A friendship is an elusive beast, being made of the affections and interests and shared histories, so how much more difficult is it to write a biography of a group of friends than it is to write a biography of a particular person. In The Oxford Inklings, Duriez attempts to tell the story of a most singular group of friends, the miscellaneous bunch of academics, plus an assortment of solicitors, soldiers and doctors, that made up the Inklings, the most significant literary group of the 20th century. While the Bloomsbury Set garnered more column inches during their existence, as did the Algonquin Round Table, in terms of sales and influence, the Inklings leave all other literary coteries in the dust of deleted books. For people knew to the study of Tolkien, Lewis and their circle, Duriez does a good job of relating the parts the less attested Inklings played in the life of the group, particularly Owen Barfield.
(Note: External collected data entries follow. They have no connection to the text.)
Issue #269, opened 2026-03-18
Docs for TELEMETRY_PROVIDER_CONFIG out of sync with code


anyoung-tableau:
The code block under [TELEMETRY_PROVIDER_CONFIG](https://tableau.github.io/tableau-mcp/docs/configuration/mcp-config/env-vars#telemetry_provider) for the `TelemetryProvider` class is missing the `recordHistogram` method. Consider linking to the code instead of including it in the docs.

PR #643, opened 2026-07-25
feat(desktop): v11 release — binder fixes, one-call derived metrics, slim tool surface

mattcfilbert:
## Decision

This is the release candidate for the next Studio MCP bundle, now at **2.59.0** with the reviewed stack folded in (Matt's call, 2026-07-27). Approving it means shipping the v11 binder fix stack, the one-call derived-metric route, the slim default tool surface, set-action authoring, author-set empty mode, and the scoped filter-limit preflight to Studio.

## Folded since the 2.58.0 freeze (all seven reviewed, fixed, and re-verified)

#655 set-action authoring · #657 author-set empty mode + mode-independent marker readback · #651 drilldown knowledge · #658 errors-as-modals catalog · #653 /v0 health cap + typed abort · #650 byte-exact sort pins · #654 filter-limit rule scoped to top-level groupfilters (riders dropped).

**Re-verification on the folded tip (run firsthand 2026-07-27):** full suite 368 files / 6243 passed / 332 skipped at final tip `a26da612`; tsc clean; lint clean; fresh desktop build at `29ba6c62`; live smoke h6 PASS 96 / e1 PASS 88 / m6 PASS 96 (worktree mode, TAS @ !90 head f873a88). e1's 88 vs its 92-96 record is single-leg judge variance, above floor.

**Paired final review complete (Opus breadth + Sol depth), both rounds of findings fixed on-branch:** `32cb6e38` closed the fold-created author-set P1 (top-n count positivity, datasource-scoped readback, empty-mode arg rejection); `a26da612` closed the breadth P2s (restored tool descriptions incl. the target_worksheet war-story fact, honest `applied:false` on sheet reuse, knowledge doc reconciled to the bind-first gate, ratchets re-measured at 29,181/44,663). Breadth verdict SHIP WITH FIXES → fixes shipped. Named non-gating residuals: classify.ts depth pass, template-duplicate byte compare, live set-authoring probe.

**Post-fold paired review (Opus breadth + Sol depth) caught one P1 the fold itself created and it is fixed at `32cb6e38`:** #654 dropped the author-set positivity guard as covered by #657, whose check is presence-only — so top-n `count='0'` escaped both guards. Now: positive-integer literal enforced (parameter refs marked write-blind), readback scoped to the target datasource (kills a cross-datasource false success), empty mode rejects contradictory top-n args. Honest caveat: the smoke trio does not exercise author-set; the fix is unit-covered, and a live set-authoring probe is the named residual.

## What's in it (all live-verified unless noted)

- **Binder fix stack**: s8 grain fix (first-ever s8 passes, 93 ×2), m6 proposal defaults + propose-path context measures (FAIL 60 → 94/95), waterfall presentation re-stamp, temporal/synonym classes, speed campaign.
- **One-call derived metrics** (new today): margin/ratio/growth asks bind in ONE bind-template(auto_apply:true) call with the calc inline. Live: h6 PASS 96 @ 9.0s median, legs at exactly 1 tool call; e1 92-96 and m6 94-95 smokes green on the same bundle.
- **Honest receipts** (new today): bound-without-apply receipts lead with NOT APPLIED; zero-row readbacks no longer ship a terminal done; calc-comment apostrophes no longer disable the fabrication scanner.
- **Freeze-review P1 fix**: field narrowing ranked business synonyms above ask-named fields — on wide schemas the named field got evicted and Call 2 was unconstructable. Named fields now hold the top tier with slot-kind representation reserved.
- **Combined-variant fix**: the slim tools/list override was hiding every web tool on the shared McpServer; it now installs only when the desktop server owns its McpServer (caught by e2e once a lint failure stopped masking it).
- **Slim surface**: default tools/list 33,022 → 28.8k bytes, honest ratchets.

## Test focus for the bundle re-pin

1. A derived-metric ask ("show me gross margin %") — expect one fast bind, no field-inspection preamble, answer names the formula.
2. Combined build lists desktop + web tools.
3. m6-shaped ambiguous top-N asks — proposal carries a recommended default.
4. Waterfall: gain/loss colors + labels.

## Known risks

- Route-prose changes are historically live-fragile; h6/e1/m6 smokes ran on the final route prose (receipts in comments), but watch early Studio sessions.
- m6 judge variance and e5 wall drift remain open watch items.
- Raw XML tools are opt-in (TOOL_PROFILE=full) on the default profile.
- Two lockstep-core files changed hashes: classify.ts AND src/desktop/templates/fieldReferenceRewriter.ts — agent-to-tableau-desktop needs a re-sync of both after this merges (the cross-repo byte match is a manual step).
- A bind-first gate now refuses list-available-fields and get-worksheet-xml until an authoring attempt (speed campaign); the discovery-first knowledge doc is being reconciled to describe it.

Ask-named fields are never evicted by prompt narrowing; unapplied bound receipts must say nothing landed; the desktop server never owns tools/list on a shared McpServer.


mattcfilbert:
Live release evidence (build 9df4cc86, external-studio lane, pid-matched readback):

- **s7 (Miller's office-map steel thread): PASS-SLOW 91 — the first pass ever recorded on either stack** (shipped extension: FAIL 33; our pre-release brain: FAIL 42). The scoped-data carve-out plus the real committed stage did it. Slow (229.7s) — speed is the next campaign.
- **e1: PASS 88 at 9.0s** — under the 10s product bar for the first time.
- h6 gross margin: PASS-SLOW 95-96, and the one-call calcs[] fusion works (route shrank from 6 calls to 4; the remaining calls are knowledge lookups).
- g1 (the fabrication guard for the carve-out): PASS — 'sales in the West region' over data with no region field still refuses correctly.
- m1 waterfall: PASS 92-94.
- **Known regression, documented:** m6 (ambiguous 'top customers') now asks and stops instead of building a stated default (FAIL vs the old board's PASS 78 — which itself was the agent defying a stop instruction). Two prose attempts to fix this regressed e1 live (0/5 vs 7/7 — bisected and reverted); the durable fix is product-shaped: the bind proposal should carry a canonical-default recommendation. Queued.

Every number above is from live runs against this exact head; suites 6114 passed / 0 failed, lint and lockstep clean.

mattcfilbert:
Update (build 73d88725): the m6 known-regression is FIXED — structurally, not with prose. A ranking-shaped proposal now carries a recommended default (exactly-one revenue-like measure, top_n 10, never auto-applied), and the live smoke converts m6 from FAIL 8 to **PASS-SLOW 83**, with e1 holding at PASS 92 / 8.8s and h6 at PASS-SLOW 95. Also folded: census tranche 1 — the served default tool surface shrank 33,022 → 28,553 bytes per tools/list ($schema strip, annotations.title dedupe, list-knowledge-resources moved to the full profile) with every byte ratchet lowered to the new honest numbers. Suites 6119 passed / 0 failed. No known regressions remain on this head.

mattcfilbert:
Speed round 2 folded (head bf214450), live-verified:

| song | before tonight | now |
|---|---|---|
| e1 | PASS ~88 @ 7-9s | PASS 90 @ 7.7-9.4s (holds) |
| m6 | FAIL 8 (built nothing) | **PASS 80 @ 9.2s — one call, under the 10s bar** |
| h6 | PASS-SLOW @ 23.4s | PASS-SLOW 95 @ 16.8s |
| e2 | PASS-SLOW @ 32-41s | PASS-SLOW 88 @ 22.3s |
| s7 | FAIL both stacks | PASS-SLOW 80-91 @ ~220s (its long-persistence shape; run-to-run variance is real and documented) |
| e5 / g1 | PASS | PASS-SLOW 96 / 90 (guards hold) |

What round 2 added: a decisive knowledge search returns the module body (2 calls → 1); a recommended ranking default auto-applies with a stated-choice disclosure (m6's one-call conversion); and the bind-first gate — orientation reads return a deterministic redirect until the session's first authoring attempt, then unlock for repair (Matt's ruling: gate, not cut — s7's repair path depends on these tools post-bind). The profile-cut branch was built, measured, and retired.

Suites 6150 passed / 0 failed; lint, tsc, lockstep clean. a2td side: judge structure-extraction (#269) and labeled model-variant runs (#270) merged. Known watch-items, named: m6's profit-trap caveat is judge/agent variance (FAIL 55 vs PASS 80 same build); e5 drifted to 14.9s this run — both queued for the N>1 variance instrument.

mattcfilbert:
Probe-review wave 1 folded (bf214450..c81b6cfe), live-verified at sonnet-5 low effort:

- **bind-template unfilled-encoding steer now emits a resolved column ref** (or a bounded candidate list) instead of a `<field>` placeholder. Live: the s8 leg that previously spiraled 232s/10 calls through the XML lane now finishes in 9.8s/1 call.
- **Canonical ranking default binds up to 3 context measures (profit/margin first) to the tooltip** and the applied receipt tells the agent to quote notable values; plus a one-line unconverted-sum caveat when a currency/unit dimension is off-view. Live: m6 80 → 93/94/96; e1 best-ever PASS 96 @ 7.1s.
- **pareto-chart + deviation-spine-chart computed-sorts parameterized** (they hardcoded Superstore fields; the rewriter silently dropped them on real data) and the rewriter now surfaces dropped optional sorts as receipt warnings.

Held back on `claude/stamped-template-polish`: the same sort fix for magnitude-simple-bar/ranking-ordered-column and the waterfall label/gain-loss defaults — those three templates carry W60 render stamps, so their bytes wait for the factory golden-parity re-stamp flow.

Suite 6,165 green; Sol review run on the fold (no P0/P1; one P2 hardening applied in c81b6cfe). Smoke legs: e1 96/91/80, m6 93/94/96, m1 93/93, g1 92, s8 FAIL 89 (deterministic wrong-measure floor — the binder picks player-grain `Goals` over `Goals For`; tracked separately, the floor is correct).

*(posted by MattGPT — Claude-driven automation on Matt's behalf)*

mattcfilbert:
**Wave-2 evidence (c81b6cfe → b1ee2e7f, sonnet-5 low, all legs live on a bundle built from this branch):**

- **s8 first passes ever: PASS 93 ×2** (was FAIL 89-94). Grain-aware disambiguation: the binder now reads each field's remote table from metadata-record parent-name; when one ask token names measures from different tables ('goals' → per-player [Goals] vs per-team [Goals For]), a unique compound name wins, else a co-tabled dimension decides, else the proposal carries grain labels and the model chooses. 4/4 legs bound goals_for onto size AND color. Two a2td harness fixes rode along (#272 caption↔local-name floor normalization, #273 tooltip-marker correction backed by golden-XML evidence). Wall variance 9.9-295s remains — the agent sometimes chases unplottable ISO codes; tracked.
- **m6 propose-path hole closed: FAIL 60 → 94 / PASS 95 @ 9.9s.** When the agent confirms via an explicit Call-2 proposal instead of the internal auto-default, applied_default (and the profit/margin context measures) silently vanished — the revenue leader's −75k profit went unmentioned again. Offline A/B proved classify output byte-identical pre/post wave-2, so the route choice is agent variance; both routes now attach the context measures.
- **h6 hedge dead: 6 → 4 calls, scores 95-97 held.** calcs[] formulas resolve loose field references deterministically (exact → plural; synonyms are candidates-only in errors), quote/]]-escape-aware; percent-like dividing calcs get p0% format. The remaining wall (27-50s) is prompt-side hedging (search-knowledge + list-available-fields), not tool mechanics.
- **No regressions:** e1 PASS 96 @ 8.8s, m1 PASS 93.

Suite 6,184 green, tsc clean, lockstep regenerated. Each branch Sol-reviewed with fix rounds before fold (3 P1s fixed on the calcs path, 1 fast-path-regression P1 fixed on the grain path).

mattcfilbert:
**Addendum (b1ee2e7f → 90391889):** the held waterfall presentation defaults are now IN this PR, stamp re-earned rather than forged — gain/loss boolean color (teal/red palette), SUM labels, parameterized computed-sort. Verified on two live m1 legs on a bundle built from the restamp branch (PASS 91 @ 6.8s one-call, PASS 93): judge confirmed the running total to the exact net income, boolean gain/loss color on marks, correct sort, and the earlier 'value labels are off' dock is gone. The evidence block states plainly this round is structural+values verification; the pixel scores stand on the 2026-07-06/07 gate for the unchanged geometry. The magnitude-simple-bar / ranking-ordered-column sort-param changes stay held on claude/stamped-template-polish pending their own verification. Suite 6,184 green on the fold.

mattcfilbert:
**Review by MattGPT — automation posting on Matt Filbert's behalf.**

Freeze review. Two defects. The first should block the freeze.

---

### P1 — field narrowing can drop the field the user named, leaving Call 2 with nothing to bind

`src/desktop/binder/classify.ts:1830`

```ts
const synonymCandidate = synonymCandidates.has(f);
const tier = synonymCandidate ? 3 : relevant ? 2 : compatible ? 1 : 0;
```

Business-synonym candidates now rank above the tier for fields the ask names. `fieldMatchesCaptionPattern` matches `sales`, `revenue`, or `amount` as a whole token anywhere in a field name, so on a wide schema every `... Amount` measure becomes a rank-3 candidate and fills the 20-field cap.

Measured on a 27-field schema (22 measures named `... Amount` / `... Sales`, 5 dimensions), ask `bar chart of revenue by Customer Segment`:

| | fields exposed | `Customer Segment` | dimensions |
|---|---|---|---|
| `origin/feature/desktop` | 20 | present | 4 |
| this branch | 20 | **gone** | **0** |

`buildCall2Contract` builds `compatible_field_names` from `llm_input.fields` through `fieldFitsProposedSlot` (`src/tools/desktop/binder/bindTemplate.ts:807`). With no dimensions left, the required `categorical` slot comes back empty, while `proposal_requirements.field_selection` still says "choose one exact compatible_field_names value; do not rename or infer a field." There is no valid Call 2.

It compounds with the new fail-closed gate at `classify.ts:3241`: more than one synonym candidate forces the propose path, and that is the same condition that causes the eviction.

`src/desktop/binder/field-narrowing.test.ts:6` still states the contract this breaks — "rank-1: fields whose name/caption tokens overlap the ask survive (even past N)". The test passes because its filler fields are named `Filler Meas N`, so none match a synonym pattern, and Superstore-scale schemas never reach the cap. That is why the live receipts did not catch it.

Fix: rank synonym candidates below `relevant`, or seed the kept set with named fields before the tier sort.

---

### P2 — an empty summary readback still ships the "done" marker

`src/tools/desktop/binder/bindTemplate.ts:1672` and `:1701`

`needsFollowUp` is computed at line 1672. `readAppliedSummaryRows` is awaited at line 1701, after it. `summary_rows_error` therefore never reaches the terminal decision, so a bind whose live readback returned zero rows still returns `nextAction{kind:'done'}` and "no further tool calls needed". `bindTemplate.test.ts:2226` pins `applied: true` for that case and does not check `nextAction`.

`capSummaryRows` already tells a successful fetch of zero rows ("empty readback") apart from a failed fetch, so this is real evidence, not a dark endpoint. The file's own comment says "A tool that cannot verify what it wrote must not report success" — here it can verify and drops the negative answer. The tool description asks the model to fetch when rows are missing, but that prose competes with a marker the same file calls "the durable machine contract".

Fix: await `readAppliedSummaryRows` before `needsFollowUp`, and let an empty readback suppress `doneNextAction`. It should not fail the bind.

mattcfilbert:
**Review by MattGPT — automation posting on Matt Filbert's behalf.** Follow-up to the comment above.

Two more, both the same shape as the P2 there: work gets dropped and the caller still reports success. Both are new in this PR. Neither is as serious as the P1.

---

### P2 — one apostrophe in a comment turns off field-reference checking for the rest of the formula

`src/tools/desktop/data-source/authorCalcCore.ts:230-241`

The new scanner tracks quote state:

```ts
if (quote) {
  if (char === quote && formula[index - 1] !== '\\') quote = undefined;
  continue;
}
if (char === "'" || char === '"') { quote = char; continue; }
if (char !== '[') continue;
```

It does not know about `//` or `/* */`, which Tableau formulas allow. So in:

```
IF [Sales] > 0 // don't count returns
THEN [Profit Ratio] END
```

`[Sales]` resolves, the apostrophe in `don't` opens a string that never closes, and every reference after it is skipped by both `resolveCaptionReferences` and `resolveLooseFormulaReferences`. A string ending in a literal backslash does the same thing, since the code tests one preceding character instead of counting them.

Skipping is silent. `resolveLooseFormulaReferences:194-223` only sets an error when it reaches a token, so a field name that does not exist is written through instead of raising `ArgsValidationError` — the fabrication guard `resolveLooseReferences: true` was added for. `authorCalculationsInWorkbook:100` then checks the readback with `hasColumnNameAndCaption`, which compares the column name and caption and never looks at the formula, so the calc comes back `Ok` and `bindTemplate.ts:2065` publishes it in `authored_calcs`. A calc that is red in Desktop reports as authored.

The base branch used `formula.replace(/\[([^\]]+)\]/g, …)` with no quote state, so this is new.

Fix: skip comments before the quote check, and count trailing backslashes rather than testing one.

### P2 — `inject-template` never reads the warnings channel this PR added

`src/desktop/templates/injectTemplateCore.ts` now returns `warnings` from `rewriteFieldReferencesWithDiagnostics` (for example, "computed-sort dropped: … did not resolve"). `bind-template` reads it at `bindTemplate.ts:1531` and lets it block the `done` marker.

`src/tools/desktop/template/injectTemplate.ts:205-209` checks `result.ok`, writes `result.xml`, and ignores `result.warnings`. Line 217 forwards only the unrelated `explicitBind.warnings`. So the same dropped sort is reported through one tool and swallowed by the other.

Fix: merge `result.warnings` into `explicitTemplateWarnings` before line 217.

mattcfilbert:

## Andy-lens release review — breadth pass on 29ba6c62

Read-only pass over everything **except** authorSet / authorAction / nonPositiveFilterCount / the byte ratchets, which a second reviewer took in depth (their P1 is already fixed in 32cb6e38). The release is sound and the shape is right: the binder work is deterministic and well commented, the bind-first gate is properly tested, and stripping tool names out of the parameter descriptions is exactly the right call. Five things to settle before merge — all coherence, none a live defect. I ran the knowledge, route, route-state, tool and cannot-know-gate suites firsthand: 127 passed.

### Please (address before merge)

**1. `bind-template`'s description went telegraphic while every other tool in this release went clearer.**

The rest of the diff does the right thing: `'Workbook path from resolve-field or list-available-fields'` becomes `'Cached workbook path from field resolution'`, `'Template id from list-templates'` becomes `'ID of an existing template.'`. Names of other tools out, plain nouns in. Good.

But `bind-template` now reads `'Bind. applied_default=>state as default+offer change. Quote summary_rows; fetch now if absent/cut/error.'`, and its `session` param is `'PID; omit if one/pinned.'` while the identical param on the neighbouring tools now reads `'Desktop process ID; omit to use the pinned or only running instance.'`. Same payload, same parameter, two registers.

Two problems. The description no longer says what the tool does — "Bind." is not enough to pick it, and the release headline is one-call derived metrics, which the description dropped. And the rest is response-handling advice the model cannot use until after it calls; it already ships in the result body as `guidance`. Suggest keeping the plain first sentence and dropping the duplicated response prose.

**2. `target_worksheet`'s description regressed the defect the comment above it records.**

`src/tools/desktop/binder/bindTemplate.ts:60-69`. The comment still says this parameter, undescribed, "cost 299 repeat binds and 2,562 seconds: with no way to learn that it means 'edit THIS sheet'". The description it guards went from `'Existing sheet to rebuild in place (see list-worksheets). Omit and a NEW sheet is created.'` to `'Rebuild; omit to create.'`, which never says the value is an existing worksheet name. Drop the tool reference, keep the noun — or delete the comment, because it no longer describes the code.

**3. The body names one lockstep file; the manifest changed two.**

`lockstep.hashes.json` has new hashes for both `src/desktop/binder/classify.ts` and `src/desktop/templates/fieldReferenceRewriter.ts` (+115 lines). The body's known-risks list names only `classify.ts`. `AGENTS.md` in this same diff now states that the gate "cannot see the consumer repo, so the cross-repo byte match itself is a manual step" — a manual step with an incomplete list is how `agent-to-tableau-desktop` drifts. Please name both files in the re-sync note.

**4. A new gate refuses two read tools, and the body doesn't mention it.**

`src/tools/desktop/tool.ts:167-186` plus `firstAuthoringAttempt` in route-state. `list-available-fields` and `get-worksheet-xml` now return `BIND_FIRST_ORIENTATION_REDIRECT` instead of data until a mutating tool has been attempted in the session. The implementation is fine and the tests are real.

The problem is coherence. Nothing in "What's in it" or "What future work must preserve" mentions it, so approving this release quietly approves a contract change on two read tools. And it contradicts knowledge shipped in the same commit: `resources/desktop/knowledge/personalization/discovery-first-authoring.md` still says to "Prefer the lightweight inventory calls before anything heavy: `list-available-fields`" and still lists "Blind build — applying a viz without first checking what the workbook contains" as the top mistake, while the route table now says never to call those two tools to orient. One of the two has to move, and the enforced one is the route table.

**5. `reusedSheetResult` sets `applied: authoredCalcs.length > 0`.**

No sheet is applied on the reuse path; `applied` turns true only because calcs were authored. On `AppliedFastPathResult` the same field means the chart is on screen. `reused:true, applied:true` is the shape that invites a terminal "done". The receipt and guidance are honest — they say no second copy was created and offer the rebuild — so it is just the flag. A separate `authored:true`, with `applied:false` on reuse, would say the true thing.

### Questions (your call)

- **Hidden round trip on every applied bind.** `readAppliedSummaryRows` runs on the success path with a 2 s timeout. h6 measures 9.0 s with "legs at exactly 1 tool call" — one agent call, two Desktop round trips. Is the 2 s worst case inside the e5 wall drift you already list as a watch item, or could it surface there?
- **A third `bindTemplate()` per Call 2.** The dry re-classify that recovers `recommended` for context measures. The intent is right — the agent's route shouldn't change the answer. Is a full re-classify the cheapest way to get it, given `BindRecoveryProposalContext.recommended` already carries the recommendation into Call 2?
- **`target_worksheet` escapes the recovery gate outright** (`bindTemplate.ts:~469` returns before the record is read). The gate exists because 55% of production binds re-bind the same worksheet, and naming a target is what a looping agent adds next. Is there a second guard?
- **`recommended` is hand-declared twice and pinned to literals.** `route-state.ts:72-73` types `top_n: 10` and the reason string as literal types, duplicating a shape classify.ts owns. Changing the default from 10 becomes a type change in two files.

### nits

- `execute-tableau-command`'s `command` lost the `namespace:command` format hint. Dropping the tool name is right; the format is the part that lets the model build a valid value. `'Command ID in namespace:command form.'` keeps both.
- `annotations.title` is now optional repo-wide (`src/tools/tool.ts`), which loosens the contract for the web tools too.
- The new author-action / author-set params ship with `.describe('')`, which emits `"description": ""` — bytes for no information. Breadth note only; that file had a separate reviewer.
- `capSummaryRows`' `cappedColumns` is never capped despite the name, so a wide-column readback reports `'oversize readback'`.

### Verdict

**Ship with fixes.** Nothing found here is a live defect. Items 3 and 4 are the ones I'd want changed before merge, because both are about what a reviewer is being asked to approve rather than about the code.

tableaukyler (approved):

mattcfilbert:
> [!NOTE]
> This review was written by **MattGPT** (Matt's review automation, run on Claude Opus 5) and posted on Matt's behalf for public discussion. It applies the review standards distilled from this repo's review history — not a human reviewer's verdict. Reviewed at head `b23f48d2`.

Sound stack, and the shape is right. Two calls worth crediting: the `bind-template` annotations comment that removes the old `readOnlyHint`/`idempotentHint` claim — naming the retry incentive it was creating is the right level of explanation — and clean `exportedForTesting` hygiene: every new export has a real product consumer, which on a stack this size does not happen by accident.

### Please (address before merge)

- **[package.json] The version moves backward.** The tip is `2.59.2`, but `2.60.1` was already declared on this branch (it appeared in the merge resolution at `16df7dee`). `src/index.ts` reads the version at runtime, so MCP clients advertise whatever lands — merging publishes a lower semver than the branch already declared. Pick the number once via `npm run version:*` and make the PR body agree.

- **[src/tools/desktop/binder/bindTemplate.ts:119] `calcs[]` and `auto_apply` have no `.describe()`.** These are the two parameters the one-call derived-metric feature runs on, and the only place the model learns `calcs[]` exists is the route-table prose in server instructions. The file already carries the lesson four lines up ("Undescribed, this parameter cost 299 repeat binds and 2,562 seconds"). Also `calcs[].datatype` and `calcs[].role` are bare `z.string()` — nothing for the model to form a valid value from.

- **[src/tools/desktop/knowledge/searchKnowledge.ts:23] The new description names another tool** ("...do not call read-knowledge-resource"). No guarantee that tool is enabled in the active profile — this same PR drops `list-knowledge-resources` from `DYNAMIC_AUTHORING_TOOL_PROFILE` — or that a host doesn't have its own resource reader. Describe the behavior instead, or route the name through the `ToolName` type.

### Questions (your call)

- **[src/server.desktop.ts:363] The hand-rolled `tools/list`.** `getDesktopToolListEntry` imports `@modelcontextprotocol/sdk/server/zod-compat.js` and `.../zod-json-schema-compat.js` — subpaths that don't appear to be documented SDK surface — with two `as any` casts, under a `^1.26.0` caret range. Tests assert `$schema` is absent, but nothing asserts the emitted `inputSchema` equals what `McpServer.registerTool` would produce. If those ever disagree, we advertise one contract and validate another, silently. Is there a supported way to drop `$schema`, or is a schema-equivalence test the cheaper insurance?

- **[explicit-bind.ts:540 / validate.ts:418] Two `optionalFieldPrunesFor`.** Same function, differing only in the map's value type — and #661 had to make the same edit in both, with the explaining comment landing in only one copy. Neither file is lockstep-core, so nothing forces the split. It's fine, but this one already drifted.

- **[src/tools/desktop/tool.ts:161] The bind-first gate returns `isError: false`, before any events.** A refused `list-available-fields` comes back as a successful text result, and the gate runs ahead of `notifyInvocation` — so a gated call emits no tool-start/tool-end event and never reaches the episode stream the learning pipeline mines. Deliberate?

- **[src/server.desktop.ts:81] `SPEC_LOOP_TOOL_PROFILE` gained `get-worksheet-xml`,** and the comment was reworded from "NO XML tools" to "no XML authoring tools." That profile exists to test one hypothesis. Does an XML read still test it?

- **[src/desktop/route/route-state.ts:82] `recommended` is pinned to one scenario in the type.** `top_n: 10` and the revenue-like reason are literal types on a public interface; a cost-like recommendation needs a type change, not a value change. Deliberate scope?

- **[template-manifests/*.json] `scatterplot` in both scatter manifests.** ✅ **Already covered by a live smoke** on the #661 head: the one-word "scatterplot" ask binds deterministically in a single call to `correlation-scatter-plot-chart` at Region grain (no propose round-trip, `Customer Name` pruned), the two-word "scatter plot" ask did not regress, and an explicit connected-scatterplot ask still routes to `connected-scatterplot`. The unenumerated boundary (e.g. "scatterplot showing the path over time") remains unprobed.

### nits (optional polish)

- [knowledge/index.ts:318] `TOP_HIT_BODY_TRUNCATION_MARKER` hardcodes "6144" in prose right below `TOP_HIT_BODY_MAX_BYTES = 6_144`. Template-literal it.
- [classify.ts:~160] The `BUSINESS_FIELD_SYNONYMS.find(…'revenue')…captionPatterns` lookup runs three times in one function. Name it once.
- [nonPositiveFilterCount.ts:19] The XPath already selects `[@count]`, so the lowercase re-check can't fail; and the emitted `xpath` field reports the generic selector, not the offending node.
- [classify.ts:2275] `fieldNameMatchesSlot`/`normalizedName` duplicate explicit-bind.ts's pair by design (classify.ts is lockstep-core) — a one-line comment saying so would stop the next reader from "fixing" it into an import that breaks the gate.

### Fine as-is / noted tradeoffs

Lewis wrote, with both philosophical passion and writerly detachment, on the nature of friendship and it is clear that his analysis stems from the central role that friendship, particularly male friendship, as much based on debate and disagreement and mutual, good humoured derision as it is on beer and companionship, played in his own life and work. Without the Inklings, neither Tolkien and Lewis would have achieved half of what they did achieve. So thank Eru and Aslan for the Inklings – the literary circle whose conversations I would most wish to have been invited to hear.

Adventures in Bookland: Athelstan by Tom Holland

No king in England’s history has been more unjustly forgotten than Æthelstan. This forgetting is all the more poignant in that Æthelstan can reasonably claim to be the first king of England. Not many other nations would flush their founder down the memory hole: Washington adorns dollar bills, every Roman could tell you the story of Romulus and Remus, and Napoleon, the founder of modern France, has had more books written about him than any other human being in history apart from Jesus Christ. But on Æthelstan, almost nothing.

Hopefully, Tom Holland’s marvellous little biography will go some way towards rescuing Æthelstan from his obscurity. With all the excitement that the story deserves, Holland whisks the reader back to 10th century Britain, when the Northmen did not merely launch picturesque, TV mini-series worthy raids, but embarked on expeditions of conquest; this was a country that had suffered two generations of depredations, when anyone living near sea or navigable river went to sleep with the fear that they might wake to find their homes being ransacked and fired, and their children being carried off into slavery. For amid the revision of Vikings as romantic heroes, little attention has been paid to the fact that their most valuable booty was human: men, women and children hauled off to be sold in the slave markets at Dublin, the Viking town that stood at the nexus of the slave routes that delivered captured people to miserable new lives from which they would never return.

Æthelstan, following in the footsteps of his grandfather, Alfred, and his father, Edward the Elder, was a man committed to defending and instilling civilisation in the face of the barbarians. For, make no mistake, for all their accomplishments as explorers and traders, the Vikings were barbarians. Three generations of the most remarkable family in English royal history had made it their lives’ work to first defend and then to reconquer England, and Æthelstan stood at the summit and consummation of this extraordinary familial endeavour. Then, when all seemed accomplished, all was thrown into doubt when the kings of the Vikings, of the Scots and of Strathclyde united against him. The ensuing battle, Brunanburgh, was ‘the battle’ for a hundred years, the battle that ensured that England would be England, and not dismembered. Read Holland’s book and marvel at the scale of Æthelstan’s accomplishments and how much we have to be grateful  to him for.